#### Collection entries:
+---+

PR #2006, opened 2025-05-08
docs: edited the badge and its link

operagxoksana:


yagebu:
Hi, can you comment on why you made this change? The current badge seems to show the license just fine.

operagxoksana:
Since the link to the license icon was incorrect and the icon itself was not up to standard, the word license was doubled. If it is significant I can revert it back to its original state

Issue #1964, opened 2025-02-10
Add icicle charts


gorlins:
[Icicle](https://observablehq.com/@d3/icicle/2) charts serve the same purpose as Sunburst charts, but are much more readable, and do not suffer many of the [issues](https://www.data-to-viz.com/caveat/pie.html) with [pie charts](https://scc.ms.unimelb.edu.au/resources/data-visualisation-and-exploration/no_pie-charts).  

They are natively supported by the [d3 library](https://d3js.org/d3-hierarchy/partition) currently used by Fava's sunburst and treemaps, so I presume this would be an easy addition, but I am not a svelte developer.

I would suggest adding this as an option (or replacement!) wherever a sunburst chart is offered, eg in any of the breakdowns on the balance sheet or income statement.

I have included the expenses sunburst from the demo site and an icicle chart for the same (mostly?) data (using the [plotly](https://plotly.com/python/icicle-charts/) library) to illustrate the difference.  Icicle charts are closer to treemaps in terms of readability, but preserve the hierarchical structure from the sunburst which is lost in the treemap.

![Image](https://github.com/user-attachments/assets/b0aa9928-1a26-4da0-ac91-08f65938eb59)

![Image](https://github.com/user-attachments/assets/1ae4e74f-fc45-4509-92b9-2d01abb33dd0)

yagebu:
Implemented in #2019 :)

PR #2019, opened 2025-05-21
Feature/icycle charts

gorlins:
I took a stab at implementing #1964.  Most of the code is copied either from the sunburst or treemap, and merged together to get a working icycle chart.  It appears to work with Income and Expenses on the income statement, as well as Assets, Liabilities, and Equity on the balance statement.

Example image from the example.beancount:

image

I am not a svelte/typescript dev so please modify or suggest anything...

(aside - I kept the colormap used by the sunburst chart, but I feel like there are much better color map options for this...)

### DIFF
--- a/frontend/src/charts/Icycle.svelte
+++ b/frontend/src/charts/Icycle.svelte
@@ -1,0 +1,114 @@
+<script lang="ts">
+  import type { HierarchyRectangularNode } from "d3-hierarchy";
+  import { partition } from "d3-hierarchy";
+  import { scaleLinear, scaleSqrt } from "d3-scale";
+  import { arc } from "d3-shape";
+  import { untrack } from "svelte";
+
+  import { formatPercentage } from "../format";
+  import { urlForAccount } from "../helpers";
+  import { ctx } from "../stores/format";
+  import { sunburstScale } from "./helpers";
+  import type {
+    AccountHierarchyDatum,
+    AccountHierarchyNode,
+  } from "./hierarchy";
+
+  interface Props {
+    data: AccountHierarchyNode;
+    currency: string;
+    width: number;
+    height: number;
+  }
+
+  let { data, currency, width, height }: Props = $props();
+
+  let radius = $derived(Math.min(width, height) / 2);
+
+  let root = $derived(partition<AccountHierarchyDatum>()(data));
+  let nodes = $derived(
+    root.descendants().filter((d) => !d.data.dummy && d.depth > 0),
+  );
+
+  let current: AccountHierarchyNode | null = $state(null);
+
+  $effect.pre(() => {
+    // if-expression to run on each change of chart
+    // eslint-disable-next-line @typescript-eslint/no-unused-expressions
+    data;
+    untrack(() => {
+      current = null;
+    });
+  });
+
+  function balanceText(d: AccountHierarchyNode): string {
+    const val = d.value ?? 0;
+    const total = root.value ?? 0;
+    return total
+      ? `${$ctx.amount(val, currency)} (${formatPercentage(val / total)})`
+      : $ctx.amount(val, currency);
+  }
+
+  const x = scaleLinear([0, 2 * Math.PI]);
+  let y = $derived(scaleSqrt([0, radius]));
+  let arcShape = $derived(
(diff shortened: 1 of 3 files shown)


frontend/src/charts/Icycle.svelte
```diff
@@ -0,0 +1,134 @@
...
+
+<g
+  {width}
+  {height}
+  onmouseleave={() => {
+    current = null;
+  }}
+  role="img"
+>
+  <g
```
yagebu, line 77: I think this part looks weird and should be removed IMHO, we also don't have it in the treemap

frontend/src/charts/Icycle.svelte
```diff
@@ -0,0 +1,134 @@
...
+  }
+
+  let { data, currency, width, height }: Props = $props();
+
+  let root = $derived(partition<AccountHierarchyDatum>()(data));
+  let nodes = $derived(
+    root.descendants().filter((d) => !d.data.dummy && d.depth > 0),
+  );
+
+  let current: AccountHierarchyNode | null = $state(null);
```
yagebu, line 30: For the sunburst, I think this tracking and highlighting of the current account subtree makes it easier to spot as they might not line up.

In the icycle chart here, I don't like it, it seems to more of a flickering and since they're all lined up from left to right it's trivial to see the parent accounts. So maybe we can drop this whole "current" logic and the mouseovers?

yagebu (commented):
Thanks for the PR :)

Left some comments, looks mostly good! It should be "icicle", not "icycle", right?

frontend/src/charts/Icycle.svelte
yagebu: no, the `<g>` element and its contents starting on this line

gorlins: Actually I'm not clear on what you are saying.  Are you just talking about code formatting?  Or are you suggesting removing the block for the root node with the total balance?  I think it's necessary to include it somewhere - it's not in treemap because the treemap doesn't show any of the ancestors, but it's in sunburst as the inner circle.  I think it would be cleaner to remove the block but then change the loop below `each nodes as d` to include the root node in the iteration, which i can try to figure out.  If you are suggesting removing the block entirely, I don't think I agree - I think the root node with top level account and balance should be shown.

gorlins:
> It should be "icicle", not "icycle", right?

Oops!

frontend/src/charts/Icycle.svelte
gorlins: How strong is your opinion?  I kind of liked it myself... i thought certainly it helps for people who haven't seen icicle before, and I thought it helped when there are a lot of small accounts in the hierarchy - but my opinion isn't very strong

gorlins:
Thoughts on interactivity? In this example https://observablehq.com/@d3/zoomable-icicle the zoomability is really nice for deeper hierarchies, but would need to do something like adding an explicit link either for the account breakout or for the zoom.  I could take a stab at implementing if this is desireable

frontend/src/charts/Icicle.svelte
```diff
@@ -0,0 +1,104 @@
...
+    currency: string;
+    width: number;
+    height: number;
+  }
+
+  let { data, currency, width, height }: Props = $props();
+
+  let root = $derived(partition<AccountHierarchyDatum>()(data));
+  let nodes = $derived(
+    root.descendants().filter((d) => !d.data.dummy && d.depth >= 0),
```
yagebu, line 27: Does the `&& d.depth >= 0` do anything?

frontend/src/charts/Icycle.svelte
yagebu: > How strong is your opinion?

Not sure yet :D Maybe we can increase the opacity to reduce the flickering?

yagebu:
> Thoughts on interactivity?

Don't think we need/want it. I think we had this zoomable behaviour for the treemap at some point but removed due to it clashing with clicks / scrolling.

frontend/src/charts/Icycle.svelte
gorlins: I tried with a subtle drop shadow and blur effect - i think it helps with readability, but it's easy to remove

yagebu:
Thanks @gorlins :)

Issue #1230, opened 2021-02-12
Fold single child with parent account in the account table


upsuper:
For certain account settings, it may be very common for an account to only have a single child account without anything on its own, like
```
+ Assets
  + Amazon
  | + Points
  + BCinemas
  | + Points
  + DigitalOcean
    + Credits
```
I think it would be more compact and look nicer if we fold them together, something like
```
+ Assets
  + Amazon:Points
  + BCinemas:Points
  + DigitalOcean:Credits
```

Similar to how GitHub folds directories with a single subdirectory (see `.github/workflows`, `src/fava`, and `stubs/beancount`):
![107746970-cf7d7a00-6d6a-11eb-863e-8fb20450527c](https://user-images.githubusercontent.com/333750/107747107-0f446180-6d6b-11eb-9df7-fe24b8fb4c1d.png)

WDYT?

yagebu:
In flat layouts like the one on GitHub, I find this sort of folding useful as it saves some clicking.

In tree layouts, I am not a great fan of this folding of directories, mainly because it distorts the visual depth of an account in the hierarchy. In Fava, the folding would also be complicated by the fact that intermediate accounts might also have transactions, so the folding would be somewhat inconsistent.

I think that this folding can already be achieved by just naming the accounts appropriately (`Assets:AmazonPoints` instead of `Assets:Amazon:Points` for example).

upsuper:
> In Fava, the folding would also be complicated by the fact that intermediate accounts might also have transactions, so the folding would be somewhat inconsistent.

When there are transactions on the intermediate accounts, or at least when there is non-zero balance in the intermediate accounts, they shouldn't be folded. I don't think it's very inconsistent, as far as you can see that the intermediate account has different balance than the leaf one.

> I think that this folding can already be achieved by just naming the accounts appropriately (`Assets:AmazonPoints` instead of `Assets:Amazon:Points` for example).

It's true, but there is value not to do that. For example, you may want the level of merchant to always exist for accounting consistency or future extension. The intermediate account may also contain closed leaf account that you no longer care about.

The problem I'd like to solve is that when you use this kind of convention for account name, the account table becomes very long and low in information density. I think it would be good to at least allow user to choose (as an option) whether to do so.

PR #2057, opened 2025-07-04
fold empty intermediate accounts

upsuper:
This implements my idea in #1230. While I know it was closed, but I do think it would be nice to have this feature.

This is how it looks like:
image

If you want, I can try adding an option for it, but personally I don't think it's too problematic to always enable.


upsuper:
@yagebu Any thought about this?

PR #2541, opened 2017-02-17
[#2540] Allow listing more projects in the directory

### LINKED ISSUE #2540: Projects directory listing only shows 10 projects
The project listing directory is hard coded to show only 10 projects.  This limit seems to be in place due to some changes made in #1258 and may not be necessary any more.

punchagan:
The query for `partnership_more_link` is very slow, and adding a
`select_related` makes it quite a lot faster.  This looks like the only query
that is slow on the project listing page.

We add a `limit` parameter to specify the number of projects to be listed in
the directory, with the default value being 10.

Closes #2540

- [ ] Copyright header
- [ ] Code formatting
- [ ] Documentation
- [ ] Change log entry


akvo/rsr/tests/views/test_project.py
```diff
@@ -0,0 +1,27 @@
...
+
+from __future__ import print_function
+
+from unittest import skip
+
+import django_perf_rec
+from django.test import TestCase
+
+
+@skip('Needs Django >= 1.8')
```
zzgvh: Cool! We need to upgrade!

akvo/rsr/views/project.py
```diff
@@ -96,7 +96,8 @@ def directory(request):
 
     # Build page
     page = request.GET.get('page')
-    page, paginator, page_range = pagination(page, sorted_projects, 10)
+    limit = request.GET.get('limit', 10)
```
zzgvh: Maybe have the default value come from settings?

akvo/rsr/models/project.py
```diff
@@ -981,13 +981,9 @@ def budget_total(self):
...
 
     def has_multiple_budget_currencies(self):
-        budget_items = BudgetItem.objects.filter(project__id=self.pk)
-        num_currencies = len(set([self.currency] + [c.currency if c.currency else self.currency for c in budget_items]))
-
-        if num_currencies > 1:
-            return True
-        else:
-            return False
+        budget_items = self.budget_items.all()
```
punchagan: It's a trade off between making an extra query vs. using the `budget_items` which were already pre-fetched.  We probably need to measure which one is better for the average case. I'll play around a little, with this code, and get back.

akvo/rsr/views/project.py
punchagan: :+1:

akvo/rsr/models/project.py
punchagan: Looks like the Python iteration is about a hundred times faster, when the `budget_items` have been pre-fetched and there are only a couple of them.

zzgvh: Right and we're getting them anyway. Interesting!

PR #2553, opened 2017-02-21
[#1853] Show only organisation projects on Akvo sites search

### LINKED ISSUE #1853: Search for projects in Akvo Pages
At the Aqua for All Page http://aquaforall.akvoapp.org/en/projects/ there are currently 209 projects displayed. 

In the search bar I can search for ANY project we've got in the RSR database. For example I can search for an Akvo project in which Aqua for All is not a partner. 
screen shot 2015-10-09 at 12 05 54

That means I can see any project within the Aqua for All Akvo Page, e.g. http://aquaforall.akvoapp.org/en/project/2849/ 

This should not be the case. 

I would expect I can only search for projects and organisations that are part of the 209 projects.

### LINKED ISSUE #2526: Search in EUTF akvo site
Partner team had a training and workshop with EUTF last week and discovered that search terms in EUTF akvo site returned unrelated results.

Search for tombouctou shows up a project of SNV in EUTF akvo page, which is confusing for the partner as they expect to see their own projects only on their akvo site. 

screen shot 2017-02-06 at 15 56 41

What the partner expects is to see just projects where they are one of the participating partners. 
If the search does not match any of their projects, it should then not return anything.

punchagan:
Fixes #1853
Fixes #2526

- [x] Copyright header
- [x] Code formatting
- [x] Documentation
- [x] Change log entry

### DIFF
--- a/akvo/rest/views/typeahead.py
+++ b/akvo/rest/views/typeahead.py
@@ -13,6 +13,7 @@ from akvo.rest.serializers import (TypeaheadCountrySerializer,
 
 from akvo.codelists.models import Country, Version
 from akvo.rsr.models import Organisation, Project, ProjectUpdate
+from akvo.rsr.views.project import _project_directory_coll
 
 from django.conf import settings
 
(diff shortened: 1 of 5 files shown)


akvo/rest/views/typeahead.py
```diff
@@ -59,7 +59,15 @@ def typeahead_user_organisations(request):
 
 @api_view(['GET'])
 def typeahead_project(request):
-    projects = Project.objects.all().exclude(title='')
+    from akvo.rsr.views.project import _project_directory_coll
+    if request.GET.get('published', '0') == '0':
```
zzgvh: Shouldn't the projects be filtered by employment and group in the project editor? So that you don't get info on projects you can't access anyway. This becomes important if we expand the scope of the data returned by the typeahead I think.

zzgvh: Come to think of it this is also relevant for EUTF where one of the complaints is that they get projects that aren't "theirs" when searching in MyRSR. At first I thought we might leave it with the fixes you did, but I think we need to be stricter in the project editor too.

PR #2579, opened 2017-03-17
Add buttons to view more projects in the directory

### LINKED ISSUE #2577: Add links to be able to view more projects in the project directory
Currently, only 10 projects are shown in the project directory. Add an option to be able to view more projects.

punchagan:
- [x] Copyright header
- [x] Code formatting
- [x] Documentation
- [x] Change log entry

Closes #2577


zzgvh:
I'm a little concerned about this:

screenshot_159

This might take forever on a slow connection...

punchagan:
I'm not sure what the best way of going about this would be. Setting chrome to limit the speed to GPRS and trying with just 10 projects is also pretty slow!  It would be unbearable with 100 projects, I agree.

Also, the UX/UI/CSS can use some work from @loicsans or @Kiarii.

punchagan:
image

Added a screenshot of the current UI.

zzgvh:
The UI is fine as far as I'm concerned. Maybe the current number of projects is shown as text, then the list of alternatives remains the same except for the current choice not being a link.

zzgvh:
As for the partners I think we should investigate this data being part of the initial response. The current version seems very wasteful when you have many projects with the same partners.

punchagan:
I tried implementing something where the data about partners is sent in the template.  I tried to keep the changes minimal, as of now.

akvo/templates/project_directory.html
```diff
@@ -264,6 +271,26 @@ <h4 class="detailedInfo">{% trans "Finance" %}</h4>
         }
     </script>
 
+    {# More partners data #}
+    {% for project in page %}
+    <script type="application/json" id="more-partners-{{project.id}}">
```
zzgvh: The whole script tag should be copied into project_main.html since the partner tooltip is used there too!

akvo/templates/project_directory.html
```diff
@@ -264,6 +271,26 @@ <h4 class="detailedInfo">{% trans "Finance" %}</h4>
...
+    [
+    {% for partnership in project.partnerships.distinct %}
```
zzgvh: .distinct seems to destroy the prefetch here and I can't see that it's needed. I replaced it with .all and got an order of magnitude faster response. 

If you think it should be distinct it has to be part of the query using the [Prefetch](https://docs.djangoproject.com/en/1.7/ref/models/queries/#django.db.models.Prefetch) class I think.

akvo/templates/project_directory.html
```diff
@@ -78,6 +78,13 @@
       {% blocktrans with start_index=page.start_index end_index=page.end_index paginator_count=paginator.count %}
           Viewing {{ start_index }} - {{ end_index }} of {{ paginator_count }} projects
       {% endblocktrans %}
+          | View
+          {% with "20 50 100" as page_sizes %}
```
zzgvh: Two issues here. 

I think the settings.PROJECT_DIRECTORY_DEFAULT_SIZE page size should be included in the list.

When changing page size your "cursor" is eliminated. By this I mean that the page counter is kept the same but the page size changes so you unless you're on the first page you will see a totally different set of projects. Ideally you'd have the same first project when you switch page size but I can see that might be hard to do given the rather blunt page=X&limit=Y, but maybe it's worth trying to calculate the page so that the first project on the old page is part of the new page.

akvo/templates/project_directory.html
punchagan: You are right about `.distinct` destroying the prefetch, and it looks like we don't really need a distinct here. Good catch! Thanks.

akvo/templates/project_directory.html
punchagan: :+1:

akvo/templates/project_directory.html
punchagan: I see what you are saying, and it makes a lot of sense. I'll try to get this done.

Issue #2405, opened 2016-10-13
Standardize on one country codelist


zzgvh:
We currently have two lists of countries: [ISO_3166_COUNTRIES](https://github.com/akvo/akvo-rsr/blob/806930ac46b02f033c8c83d711334adc2dc41145/akvo/rsr/iso3166.py#L9) that is a hand crafted list based on the ISO 3166-1 alpha-2 list, and [COUNTRY](https://github.com/akvo/akvo-rsr/blob/806930ac46b02f033c8c83d711334adc2dc41145/akvo/codelists/store/codelists_v202.py#L89) that is part of the IATI codelists.

We should only use one codelist and I suggest standardizing on the IATI codelist.

janagombitova:
Created via Reamaze:

Link: https://flowhelp.reamaze.com/admin/conversations/enhancement-geolocation-question-type

PR #2589, opened 2017-03-24
Add Country Field to Locations and automatically populate it

### LINKED ISSUE #2466: Add 'Recipient Country' field to the API (estimate: 16)
ICCO has reported that their project country data does not get through the API anymore. The 'missing' country field seems to be a legacy issue as it was removed from Editor some time ago, while the API was not updated. 

We should add 'Recipient country' from section 7 in the Editor to the API code. It should also be marked that the old country field must not be used.

(It might be that the original country field was removed as part of this issue https://github.com/akvo/akvo-rsr/pull/2277)

### LINKED ISSUE #2527: Filter by country in EUTF akvo site (estimate: 16)
EUTF would like to be able to filter by country using Advanced filters on their akvo site (http://eutf.akvoapp.org).

Currently, the only option in the location filter is 'world':

screen shot 2017-02-06 at 16 23 56

I checked akvo sites for other partners like Washalliance, and the country filter works there, see: 

screen shot 2017-02-06 at 16 25 57

Should be on EUTF akvo site as well. @Lynngre could you please have a look too?

punchagan:
- [ ] Copyright header
- [ ] Code formatting
- [ ] Documentation
- [ ] Change log entry

This pull request adds code to automatically figure out the country for a `Location` (or subclass) instance using it's `latitude` and `longitude`.  

This pull request may still need some work, specially w.r.t the following things
- We use a dataset from okfn to figure out the country boundaries.  How accurate is this, isn't entirely clear. Randomly testing some locations, against Google maps, seemed to work. What would be a good test for this? 
- What point in the code is a good place to download (and read) this dataset? 
- How often should this file get updated? 
- Do we need to display the automatically computed country to the user? Or can it be hidden in the DB? 

Closes #2466 
Closes #2527


punchagan:
> The one glaring remaining sillyness I wonder if we can get rid of is that there are now two country fields for Organisations! (The same is technically true for Projects if you include recipient countries, but let's leave that for now, it kinda works...)

I agree this is pretty silly, and I did try removing it. But, I think this is a part of the bigger issue of having two country code lists.  OrganisationLocation already had two locations before this change was made, though one of them was deprecated (using a comment saying so :wink: ) 

> We also have two code lists for countries.
> Thoughts?

This is indeed a problem, but fixing this seems like a separate issue to me. I'd say we go ahead and merge this, since it fixes #2527 for EUTF and #2466 (for some other partners).  I'll make a new issue for cleaning up code lists for countries, if we don't already have one.

punchagan:
Seems like we already have an issue for this - #2405

zzgvh:
Yep, I agree, let's get this into develop!

PR #2591, opened 2017-03-29
Issue/2548 keyword search filter

zzgvh:
- [ ] Copyright header
- [ ] Code formatting
- [ ] Documentation
- [ ] Change log entry

### DIFF
--- a/akvo/rsr/static/scripts-src/project-directory.js
+++ b/akvo/rsr/static/scripts-src/project-directory.js
@@ -33,29 +33,6 @@ $(document).ready(function () {
     var organisations_text = templateJSON.organisations_text;
     var locations_text = templateJSON.locations_text;
 
-    var locations = new Bloodhound({
-        datumTokenizer: Bloodhound.tokenizers.obj.whitespace('name'),
-        queryTokenizer: Bloodhound.tokenizers.whitespace,
-        prefetch: {
-            //  TODO: get a filtered set of locations for Pages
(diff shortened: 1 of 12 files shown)


akvo/rsr/static/scripts-src/project-directory.js
```diff
@@ -3,190 +3,148 @@
...
+
+            filter: function (response) {
+                return response.results;
+            }
+        }
+    });
+
+    projects.initialize();
+    locations.initialize();
+    keywords.initialize();
```
punchagan: Are we leaving out the organisations deliberately? Or were they missed out accidentally? 

Like I mentioned on Skype, I think, we should only have typeaheads for the project in the project directory search bar.  That will make it clear that the search is only looking in the project titles, and the typeahead is a way of making this search faster (by doing it on client side).  Similarly for the organisation and the project update directory.  The other typeahead fields are already in the advanced filter and should be used from there. 

This change, though, may need more discussion, especially with @loicsans and @AkvoAnt. Until, then I think we should keep the UI as before with the keywords typeahead added to it.

zzgvh: Yes, I dropped the organisations. But I can easily put them back. One issue with that is that the search results popup become so tall it might drop below the lower edge of the browser 😞  We can mitigate that by only showing 3 items of of each, but that has other issues, obviously...

PR #2601, opened 2017-03-31
[#2356] Enable publish & add project buttons only if user has perms

### LINKED ISSUE #2356: Publish button
The Publish button in Project Editor should be shown as inactive when user doesn't have rights to publish a project.
As a Project Editor at Akvo, I see the seemingly clickable Publish button, however, when I click on it nothing happens.
As a Project Editor at a partner organisation, e.g. 1% club, I do not see the Publish button at all.

screen shot 2016-11-16 at 11 14 53

When partner team members in the hubs do trainings, they sometimes report the "missing" Publish button as a bug.

### LINKED ISSUE #2362: Add a new project button shown even if no permissions
When a user (is an admin, but) doesn't belong to any organisation that `can_create_projects`, the `Add a new project` button shouldn't be shown. 

Currently, when that is clicked, the project editor doesn't open up and the button gets de-activated. 

But, when the projects listing page is reloaded a new empty project is shown. 

thu sep 15 18 59 55 ist 2016

This may not be as much of a problem on the deployed instance, but was something I found on the dev instance.

punchagan:
- [ ] Copyright header 
- [ ] Code formatting 
- [ ] Documentation 
- [ ] Change log entry

Closes #2356 
Closes #2362

### DIFF
--- a/akvo/rsr/models/user.py
+++ b/akvo/rsr/models/user.py
@@ -376,16 +376,11 @@ class User(AbstractBaseUser, PermissionsMixin):
         return self.employers.all().exclude(is_approved=False)
 
     def can_create_project(self):
-        """
-        Check to see if the user can create a project, or is a superuser.
-
-        :return: Boolean to indicate whether the user has a reportable organisation
-        """
-        if self.is_superuser or self.is_admin:
-            return True
+        """Check to see if the user can create a project."""
 
         for employment in self.approved_employments():
-            if employment.organisation.can_create_projects:
+            org = employment.organisation
+            if org.can_create_projects and self.has_perm('rsr.add_project', org):
                 return True
 
         return False
--- a/akvo/rsr/models/user.py
+++ b/akvo/rsr/models/user.py
@@ -378,9 +378,6 @@ class User(AbstractBaseUser, PermissionsMixin):
     def can_create_project(self):
         """Check to see if the user can create a project."""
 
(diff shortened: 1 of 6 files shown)


akvo/rsr/models/user.py
```diff
@@ -376,16 +376,14 @@ def approved_employments(self):
...
 
     def can_create_project(self):
-        """
-        Check to see if the user can create a project, or is a superuser.
+        """Check to see if the user can create a project."""
 
-        :return: Boolean to indicate whether the user has a reportable organisation
-        """
-        if self.is_superuser or self.is_admin:
+        if self.is_superuser:
```
zzgvh: Let's keep god-mode. Not sure about self.is_admin, I think this is Akvo staff only and if so it might apply to them too?

punchagan: `self.has_perm` automatically gives all permissions to any user who is a `superuser`.  Also, if a user `is_admin` they have the `rsr.add_project` permissions given to them in our permission config.  So, I don't think this special case is required.

punchagan: When adding a new project, approved employments of a user are used to determine which organisation to add the project to. Having an admin/super user without any employments trying to add a new project will be a problem, if we have this special case.

zzgvh: Ah...OK you have to have an employment then I guess.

+---+

Please reproduce exactly the lines from the first one of the records above through the line containing "Issue #1964, opened 2025-02-10", both included, and nothing else.

#### Exercise response:
PR #2006, opened 2025-05-08
docs: edited the badge and its link

operagxoksana:


yagebu:
Hi, can you comment on why you made this change? The current badge seems to show the license just fine.

operagxoksana:
Since the link to the license icon was incorrect and the icon itself was not up to standard, the word license was doubled. If it is significant I can revert it back to its original state

Issue #1964, opened 2025-02-10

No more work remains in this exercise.